**Task objective**
All lines of the entries with "that" in them must be listed.

Collected data
PR #138, opened 2015-09-10
Mode-dependent default for "commit-update-summary" option

mbarnes:
Default to automatically (re)generating a summary file when committing to an `archive-z2` repo, since these are often served over HTTP and some commands like `ostree remote refs` depend on fetching a remote repo's summary file over HTTP.  Basically all `archive-z2` repos should keep an up-to-date summary file unless there's a specific reason not to.

**Ed:** This seems like a more reasonable default behavior to me, and it might help bypass some of our rel-eng woes.

### DIFF
--- a/src/ostree/ot-builtin-commit.c
+++ b/src/ostree/ot-builtin-commit.c
@@ -487,7 +487,9 @@ ostree_builtin_commit (int argc, char **argv, GCancellable *cancellable, GError 
 
   if (!skip_commit)
     {
+      OstreeRepoMode mode = ostree_repo_get_mode (repo);
       gboolean update_summary;
+
       if (!ostree_repo_write_commit (repo, parent, opt_subject, opt_body, metadata,
                                      OSTREE_REPO_FILE (root),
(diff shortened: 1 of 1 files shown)


cgwalters:
The reason I didn't do this is because ostree supports multiple processes writing to a single repo (but different refs) concurrently, and gnome-continuous (for example) actually does this.  But the summary file needs to be serialized.

mbarnes:
Seems like we could solve that with a lock file for the summary?

cgwalters:
Yeah...except several users of OSTree have it writing to NFS, and file locking on NFS is a sad story: http://0pointer.de/blog/projects/locking.html

mbarnes:
I pushed a comment commit to `master` that captures the rationale for the default, in case anyone else gets the bright idea.  See https://github.com/GNOME/ostree/commit/2233d443e76ba0557b6c57a76e0668b991003fb9.

cgwalters:
Thanks!  A lot of this is really my fault for not documenting things well from the start =/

**Exercise answer**
Seems like we could solve that with a lock file for the summary?
I pushed a comment commit to `master` that captures the rationale for the default, in case anyone else gets the bright idea.  See https://github.com/GNOME/ostree/commit/2233d443e76ba0557b6c57a76e0668b991003fb9.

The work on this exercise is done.